You said I’d change in two years
Said that I’d move on in two years
Couldn’t go off on your adventure,
For fear I wouldn’t be here.
I’m still here after two years,
Couldn’t heal after two years,
Still have all my pain
Still have all my fears.
And you left me here.
I’ve always known I’ve had depression. I’ve had it a good long while. It can be very crippling, like now. Now is pretty crippling. I didn’t even realize why until WordPress told me it was my two year anniversary about two weeks back. I created this blog a week or two before the most painful break up I’ve experienced. I’ve been single since then.
To this day it bothers me. It hurts. A lock was put over my heart, and no one gets in. And I don’t get it. It’s been two years. I get over this by now. I’ve found someone new by now, even if it was two weeks long. Sometimes I wonder if that relationship was my last chance. If she was my last shot. Because I couldn’t make it work, I’m stuck with a life of writing, godparenting, and mission trips. It’s not horrible, by any means. There are significantly worse fates. But it’s been pretty hard getting to sleep these past few nights. It gets really hard to be motivated when no one’s there to say it’ll be okay. I mean, my parents would, but it’s not the same.
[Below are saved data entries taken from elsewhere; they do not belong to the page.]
PR #883, opened 2025-05-13
feat(MW): add support for Maintenance Window NodeOS channel

charliedmcb:
Fixes # 

**Description**
Adding support for the `aksManagedNodeOSUpgradeSchedule` Maintenance Window channel for Managed Karpenter.

- E2E runs:
    - https://github.com/Azure/karpenter-provider-azure/actions/runs/15008912813
    - https://github.com/Azure/karpenter-provider-azure/actions/runs/15028990798
    - https://github.com/Azure/karpenter-provider-azure/actions/runs/15032503198 (latest)

- [ ] Yes, issue opened: # 
- [x] No

**Release Note**

```release-note
Node Image Upgrades will respect the "aksManagedNodeOSUpgradeSchedule" Maintenance Window channel for Managed Karpenter.
```


pkg/operator/options/options.go
```diff
@@ -106,6 +107,7 @@ func (o *Options) AddFlags(fs *coreoptions.FlagSet) {
 	fs.StringVar(&o.SIGAccessTokenServerURL, "sig-access-token-server-url", env.WithDefaultString("SIG_ACCESS_TOKEN_SERVER_URL", ""), "The URL for the SIG access token server. Only used for AKS managed karpenter. UseSIG must be set tot true for this to take effect.")
 	fs.StringVar(&o.SIGAccessTokenScope, "sig-access-token-scope", env.WithDefaultString("SIG_ACCESS_TOKEN_SCOPE", ""), "The scope for the SIG access token. Only used for AKS managed karpenter. UseSIG must be set to true for this to take effect.")
 	fs.StringVar(&o.SIGSubscriptionID, "sig-subscription-id", env.WithDefaultString("SIG_SUBSCRIPTION_ID", ""), "The subscription ID of the shared image gallery.")
+	fs.BoolVar(&o.AKSControlPlane, "aks-control-plane", env.WithDefaultBool("AKS_CONTROL_PLANE", false), "Used to signal that Karpenter is running in Managed AKS, as NAP, with certain features only currently available in that environment.") // Note (charliedmcb): I think this should be more explicate about NAP only, as certain features enabled this way will not work in self-hosted at the moment.
```
charliedmcb, line 110: I'm still questioning the naming of this Flag. I feel like it should be more explicate about being for Managed only features.

pkg/controllers/nodeclass/status/images.go
```diff
@@ -147,9 +171,50 @@ func imageVersionsUnready(nodeClass *v1alpha2.AKSNodeClass) bool {
...
 // Handles case 4: check if the maintenance window is open
-func isMaintenanceWindowOpen() bool {
-	// TODO: need to add the actual logic for handling maintenance windows once it is in the ConfigMap.
-	return true
+func (r *NodeImageReconciler) isMaintenanceWindowOpen(ctx context.Context) (bool, error) {
+	if !r.aksControlPlane {
+		// Note: when aksControlPlane is false, continuous upgrade is enabled without checking the maintenane windows.
+		return true, nil
+	}
+	systemNamespace := strings.TrimSpace(os.Getenv("SYSTEM_NAMESPACE"))
```
charliedmcb, line 179: Is pulling this directly from the Env here best, or should we do it at an earlier point/in a different way?

charliedmcb: I do somewhat prefer doing it here, as if it is missing from the env we still get come update paths, and will only fail when checking the maintenance windows.

cmd/controller/main.go
```diff
@@ -78,6 +78,7 @@ func main() {
 			// TODO: refactor so we are passing in kubernetesVersionProvider and nodeImageProvider. Currently ImageProvider just implements both.
 			op.ImageProvider,
 			op.ImageProvider,
+			op.InClusterKubernetesInterface,
```
tallaxes, line 81: Don't forget to update main_ccp (we will get rid of it soon)

pkg/controllers/nodeclass/status/images.go
tallaxes: Reading from environment on every call seems unnecesary. Whatever logic you need when it is not set can still be used if it is initialized once.

pkg/controllers/nodeclass/status/images.go
```diff
@@ -147,9 +171,54 @@ func imageVersionsUnready(nodeClass *v1alpha2.AKSNodeClass) bool {
...
+	if systemNamespace == "" {
+		return false, fmt.Errorf("SYSTEM_NAMESPACE not set")
+	}
+
+	mwConfigMap, err := r.inClusterKubernetesInterface.CoreV1().ConfigMaps(systemNamespace).Get(ctx, "upcoming-maintenance-window", metav1.GetOptions{})
```
tallaxes, line 188: A constant for ConfigMap name?

pkg/controllers/nodeclass/status/images.go
```diff
@@ -147,9 +171,54 @@ func imageVersionsUnready(nodeClass *v1alpha2.AKSNodeClass) bool {
...
 
 // Handles case 4: check if the maintenance window is open
-func isMaintenanceWindowOpen() bool {
-	// TODO: need to add the actual logic for handling maintenance windows once it is in the ConfigMap.
-	return true
+// TODO (charliedmcb): remove nolint on gocyclo. Added for now in order to pass "make verify"
+// I think the best way to get rid of gocyclo is to break the section retrieving the maintenance window
+// range from the ConfigMap into its own helper function using channel as a parameter.
+// nolint: gocyclo
+func (r *NodeImageReconciler) isMaintenanceWindowOpen(ctx context.Context) (bool, error) {
```
tallaxes, line 178: It feels like some form of caching would be appropriate here, but it is probably fine to revisit this later.
(I am assuming getting ConfigMap on every call is Ok for now - as long as we use caching client.)

pkg/controllers/nodeclass/status/images_test.go
```diff
@@ -98,13 +136,11 @@ var _ = Describe("NodeClass NodeImage Status Controller", func() {
...
-		Expect(len(nodeClass.Status.Images)).To(Equal(3))
-		Expect(nodeClass.Status.Images).To(HaveExactElements(getExpectedTestCommunityImages(newCIGImageVersion)))
-		Expect(nodeClass.StatusConditions().IsTrue(v1alpha2.ConditionTypeImagesReady)).To(BeTrue())
+		ExpectReadyWithCIGImages(nodeClass, newCIGImageVersion)
 	})
 
-	It("should update Images and its readiness on AKSNodeClass when in an open maintenance window", func() {
-		// TODO: once maintenance window support is added we need to actually add test code here causing it to be open.
+	It("should update Images and its readiness on AKSNodeClass when aksControlPlane is false", func() {
+		// Note: when aksControlPlane is false, continuous upgrade is enabled without checking the maintenane windows.
```
tallaxes, line 143: "maintenance" misspelled (here and elsewhere, at least in this file)

tallaxes (dismissed):

pkg/controllers/nodeclass/status/images.go
charliedmcb: Good callout. Moved to the constructor, and simply preforms the same logic with the stored value, instead of getting it from the env each time.

pkg/operator/options/options.go
charliedmcb: No longer important, since flag is removed.

pkg/controllers/nodeclass/status/images.go
charliedmcb: So, this is actually an instance where I think we need to be rechecking this about every 5 minutes, to catch updated to it. Another pattern we were considering was to look at setting up a watch, but we want this catch updates pretty quickly.

tallaxes (approved):

pkg/controllers/nodeclass/status/images.go
```diff
@@ -42,17 +46,32 @@ import (
...
+	nodeImageProvider            imagefamily.NodeImageProvider
+	inClusterKubernetesInterface kubernetes.Interface
+	systemNamespace              string
+	cm                           *pretty.ChangeMonitor
 }
 
-func NewNodeImageReconciler(provider imagefamily.NodeImageProvider) *NodeImageReconciler {
+func NewNodeImageReconciler(
+	provider imagefamily.NodeImageProvider,
+	inClusterKubernetesInterface kubernetes.Interface,
```
matthchr, line 66: I almost wonder if we want this to be a MaintenanceWindow provider? It could abstract the configmap-ness away, which feels good given that nodeclass/status doesn't feel like the right place for the MW logic to live - i.e. fail open or fail closed, etc.

matthchr: Plus it better matches the pattern of passing providers around not passing raw clients?

pkg/controllers/nodeclass/status/images.go
matthchr: We can (and possibly _should_?) set up a watch to just tell us when this configmap is updated and trigger a reconcile?

You can see how ASO does this here: https://github.com/Azure/azure-service-operator/blob/main/v2/internal/controllers/controller_resources.go#L343

matthchr: Ok I see we have requeue every 5m so it should be fine, though it might one day be better to just have this be a watch on the configmap I'm not super hung up on it (it gets you caching too which I guess is nice)

matthchr: also this is tricky w/ the fact we have 2 API servers in some cases so the controller-runtime clients are all pointed at the overlay one, so a watch via controller-runtime is actually harder than it sounds here.

pkg/controllers/nodeclass/status/images.go
```diff
@@ -147,9 +173,50 @@ func imageVersionsUnready(nodeClass *v1alpha2.AKSNodeClass) bool {
...
+	}
+	if len(mwConfigMap.Data) == 0 {
+		// An empty configmap means there's no maintenance windows defined, and its up to us when to preform maintenance
+		return true, nil
+	}
+
+	nextNodeOSMWStartStr, okStart := mwConfigMap.Data[fmt.Sprintf(configMapStartTimeFormat, nodeOSMaintenanceWindowChannel)]
+	nextNodeOSMWEndStr, okEnd := mwConfigMap.Data[fmt.Sprintf(configMapEndTimeFormat, nodeOSMaintenanceWindowChannel)]
+	if !okStart && !okEnd {
+		// No maintenance window defined for aksManagedNodeOSUpgradeSchedule, so its up to us when to preform maintenance
```
matthchr, line 202:
```suggestion
		// No maintenance window defined for aksManagedNodeOSUpgradeSchedule, so its up to us when to perform maintenance
```

matthchr: and elsewhere too =)

pkg/controllers/nodeclass/status/images.go
```diff
@@ -147,9 +173,50 @@ func imageVersionsUnready(nodeClass *v1alpha2.AKSNodeClass) bool {
...
+	nextNodeOSMWStart, err := time.Parse(time.RFC3339, nextNodeOSMWStartStr)
+	if err != nil {
+		return false, fmt.Errorf("error parsing maintenance window start time for channel %s, %w", nodeOSMaintenanceWindowChannel, err)
+	}
+	nextNodeOSMWEnd, err := time.Parse(time.RFC3339, nextNodeOSMWEndStr)
+	if err != nil {
+		return false, fmt.Errorf("error parsing maintenance window end time for channel %s, %w", nodeOSMaintenanceWindowChannel, err)
+	}
+
+	now := time.Now().UTC()
```
matthchr, line 217: minor: A trick I've often seen used, and definitely recommend, is having some sort of `TimeProvider` rather than just reading system time directly here.

Probably not worth fixing here because we call time.Now() in other places too, but generally being able to swap your time provider out for unit testing can be very helpful. Curious what @tallaxes thinks about this... maybe a low pri future improvement...

matthchr (approved):

PR #886, opened 2025-05-13
chore: move KubeletClientID and NodeResourceGroup from Config to Options

matthchr:
We should probably move other stuff and/or reconcile what the difference between options and config is at some point, but for now just reducing the duplicate stuff and we can worry about the rest later.

Fixes # 

**Description**

* Unit tests - can run E2Es if we think it's a good idea.

- [ ] Yes, issue opened: # 
- [x] No

**Release Note**

```release-note
NONE
```


tallaxes (approved):
LGTM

I am a naturally happy person. When I get drunk I’m all giggles, but I don’t want to be a drunk. When I fart I’m giggles. I’m okay with farting. I know the depression will lessen, I do not have suicidal thoughts, I know what my purpose is, my trust is in God and He has been pretty good to me, but it just hurts. A lot. While I’m grateful November no longer held any power over me, it seems late January is a cesspit of painful reminders.